17 Alzo werd de akker van Efron, die in Machpela was, dat tegenover Mamre lag, de akker en de spelonk, die daarin was, en al het geboomte, dat op den akker stond, dat rondom in zijn ganse landpale was gevestigd,
Ainsi le champ d’Ephron, qui est à Macpéla, vis-à-vis de Mambré, le champ et la caverne qui s’y trouve, ainsi que tous les arbres qui sont dans le champ et dans ses confins tout autour,
18 Aan Abraham tot een bezitting, voor de ogen van de zonen Heths, bij allen, die tot zijn stadspoort ingingen.
devinrent la propriété d’Abraham, aux yeux des fils de Heth, de tous ceux qui entraient par la porte de la ville.

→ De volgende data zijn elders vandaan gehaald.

PR #194, opened 2020-05-19
Avoid duplicated warn log msgs when we cannot cancel a plugin

corot:
```
[/move_base_flex  WARN 1589876693.431091917, 40.500000000]: Cancel recovery behavior "clearing_rotation" failed or is not supported by the plugin. Wait until the current recovery behavior finished!
[/move_base_flex  WARN 1589876693.431207950, 40.500000000]: Cancel recovering "clearing_rotation" failed or not supported; maybe wait until it is finished!
```
I dropped the 2nd one.

### DIFF
--- a/mbf_abstract_nav/src/recovery_action.cpp
+++ b/mbf_abstract_nav/src/recovery_action.cpp
@@ -83,10 +83,7 @@ void RecoveryAction::run(GoalHandle &goal_handle, AbstractRecoveryExecution &exe
         if (execution.isPatienceExceeded())
         {
           ROS_INFO_STREAM("Recovery behavior \"" << goal.behavior << "\" patience exceeded! Cancel recovering...");
-          if (!execution.cancel())
-          {
-            ROS_WARN_STREAM("Cancel recovering \"" << goal.behavior << "\" failed or not supported; maybe wait until it is finished!");
-          }
+          execution.cancel();
         }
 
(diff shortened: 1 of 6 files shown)


mbf_abstract_nav/src/recovery_action.cpp
```diff
@@ -83,7 +83,7 @@ void RecoveryAction::run(GoalHandle &goal_handle, AbstractRecoveryExecution &exe
         if (execution.isPatienceExceeded())
         {
           ROS_INFO_STREAM("Recovery behavior \"" << goal.behavior << "\" patience exceeded! Cancel recovering...");
-          if (!execution.cancel())
+          execution.cancel();
           {
             ROS_WARN_STREAM("Cancel recovering \"" << goal.behavior << "\" failed or not supported; maybe wait until it is finished!");
           }
```
spuetz: These lines should also be removed, right?

spuetz (changes requested):
A "cancel" could also be supported but not successful. So in such a case, there is no message at all with these changes, right?

mbf_abstract_nav/src/recovery_action.cpp
corot: :see_no_evil:

corot:
> A "cancel" could also be supported but not successful. So in such a case, there is no message at all with these changes, right?

No, it returns false and so we show the same msg: https://github.com/magazino/move_base_flex/pull/194/files#diff-2785ff456a3fe55e2adf26378b5353ddR198

PR #197, opened 2020-06-11
Hotfix: Prevent unrelated type casts for Cell

FabianSchurig:
Hello @corot and @spuetz,

An `'unsigned int'` value was c-style casted to an unrelated type `'uint16_t'` (aka `'unsigned short'`). The width of both data models might differ on platforms. Thus, memory is accessed out-of-bounds which results in non-deterministic return values of the `CheckPath` service and probably other methods of the `FootprintHelper`. 

I created two small examples demonstrating the issue with godbolt:

https://godbolt.org/z/rxpvjM
https://godbolt.org/z/X-pibJ

Best Fabian


corot (approved):
LGTM; thanks!

PR #198, opened 2020-06-15
Unify style

corot:
- Open brackets in its own line
- Make reference symbol position consistent across the project

### DIFF
--- a/mbf_abstract_nav/include/mbf_abstract_nav/abstract_action_base.hpp
+++ b/mbf_abstract_nav/include/mbf_abstract_nav/abstract_action_base.hpp
@@ -43,7 +43,8 @@
 #include <mbf_abstract_nav/MoveBaseFlexConfig.h>
 #include <mbf_utility/robot_information.h>
 
-namespace mbf_abstract_nav{
+namespace mbf_abstract_nav
+{
 
 template <typename Action, typename Execution>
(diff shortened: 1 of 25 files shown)


FabianSchurig:
Which style guide does mbf follow and how do you auto format? 

If there is no clang-format you could use https://github.com/davetcoleman/roscpp_code_format as suggested ín http://wiki.ros.org/CppStyleGuide . Unless you already use another style guide?

spuetz:
@corot  Can you resolve the conflicts and give an answer to the style guide question? I would say, we are more or less following the ROS style guide in a not strict way.

corot:
> Which style guide does mbf follow and how do you auto format?
> 
> If there is no clang-format you could use https://github.com/davetcoleman/roscpp_code_format as suggested ín http://wiki.ros.org/CppStyleGuide . Unless you already use another style guide?

Hi, I just accepted the suggestions from CLion; and for the reference symbol position, I just tried to make consistent across the project. As @spuetz said, we try to more-or-less follow ROS conventions, but we didn't a set a clang format to enforce it. Me in particular, I always use CLion, who formats the code as you type. I prefer that over automatic formatting, that often destroys sensible code alignments, nice-looking and easy-to-read for humans.

But I'm good with formally adopting the ROS format you mention (I can use it on CLion).

PR #199, opened 2020-06-18
fix deallocation on shutdown

dorezyuk:
Hey guys, we had issues with bad noisy shutdowns.

Here is what happens: The CostmapNavigaitonServer owns the classLoader for every plugin. Its base-class holds the the loaded plugins. When the destructor of the CostmapNavigaitonServer is called, the classLoaders go out of scope before the loaded plugins. 

The solution is to destruct explicitly all loaded plugins of inside the CostmapNavigaitonServer destructor - allowing a clear shutdown.

### DIFF
--- a/mbf_costmap_nav/src/mbf_costmap_nav/costmap_navigation_server.cpp
+++ b/mbf_costmap_nav/src/mbf_costmap_nav/costmap_navigation_server.cpp
@@ -89,6 +89,30 @@ CostmapNavigationServer::CostmapNavigationServer(const TFPtr &tf_listener_ptr) :
 
 CostmapNavigationServer::~CostmapNavigationServer()
 {
+  // remove every plugin before its classLoader goes out of scope.
+  {
+    const auto& names = planner_plugin_manager_.getLoadedNames();
+    for(const auto& name : names) {
+      planner_plugin_manager_.getPlugin(name).reset();
+    }
+  }
+  {
+    const auto& names = controller_plugin_manager_.getLoadedNames();
+    for(const auto& name : names) {
+      controller_plugin_manager_.getPlugin(name).reset();
+    }
+  }
+  {
+    const auto& names = recovery_plugin_manager_.getLoadedNames();
+    for(const auto& name : names) {
+      recovery_plugin_manager_.getPlugin(name).reset();
+    }
+  }
+
+  action_server_recovery_ptr_.reset();
+  action_server_exe_path_ptr_.reset();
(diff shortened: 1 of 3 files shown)


mbf_costmap_nav/src/mbf_costmap_nav/costmap_navigation_server.cpp
```diff
@@ -89,6 +89,30 @@ CostmapNavigationServer::CostmapNavigationServer(const TFPtr &tf_listener_ptr) :
 
 CostmapNavigationServer::~CostmapNavigationServer()
 {
+  // remove every plugin before its classLoader goes out of scope.
+  {
+    const auto& names = planner_plugin_manager_.getLoadedNames();
```
spuetz: Please use the full type here for older C++ versions.

mbf_costmap_nav/src/mbf_costmap_nav/costmap_navigation_server.cpp
```diff
@@ -89,6 +89,30 @@ CostmapNavigationServer::CostmapNavigationServer(const TFPtr &tf_listener_ptr) :
...
+    for(const auto& name : names) {
+      planner_plugin_manager_.getPlugin(name).reset();
+    }
+  }
+  {
+    const auto& names = controller_plugin_manager_.getLoadedNames();
```
spuetz: Please use the full type here for older C++ versions.

mbf_costmap_nav/src/mbf_costmap_nav/costmap_navigation_server.cpp
```diff
@@ -89,6 +89,30 @@ CostmapNavigationServer::CostmapNavigationServer(const TFPtr &tf_listener_ptr) :
...
+    for(const auto& name : names) {
+      controller_plugin_manager_.getPlugin(name).reset();
+    }
+  }
+  {
+    const auto& names = recovery_plugin_manager_.getLoadedNames();
```
spuetz: Please use the full type here for older C++ versions.

spuetz (changes requested):

dorezyuk:
sorry the old approach didn't work - not sure how it worked this morning, since in the old code, I would only reset the new copy of the plugin and not the internally stored at the plugin manager.

Anyhow, I didn't found a way to solve the issue while maintaining ABI compatibility, and added a new clearPlugins method to get rid of the stuff stored in the manager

19 En daarna begroef Abraham zijn huisvrouw Sara in de spelonk des akkers van Machpela, tegenover Mamre, hetwelk is Hebron, in het land Kanaan.
Après cela, Abraham enterra Sara, sa femme, dans la caverne de Macpéla, vis-à-vis de Mambré, qui est Hébron, dans le pays de Chanaan.
20 Alzo werd die akker, en de spelonk die daarin was, aan Abraham gevestigd tot een erfbegrafenis van de zonen Heths.
Le champ, avec la caverne qui s’y trouve, demeura à Abraham en toute propriété comme lieu de sépulture, provenant des fils de Heth.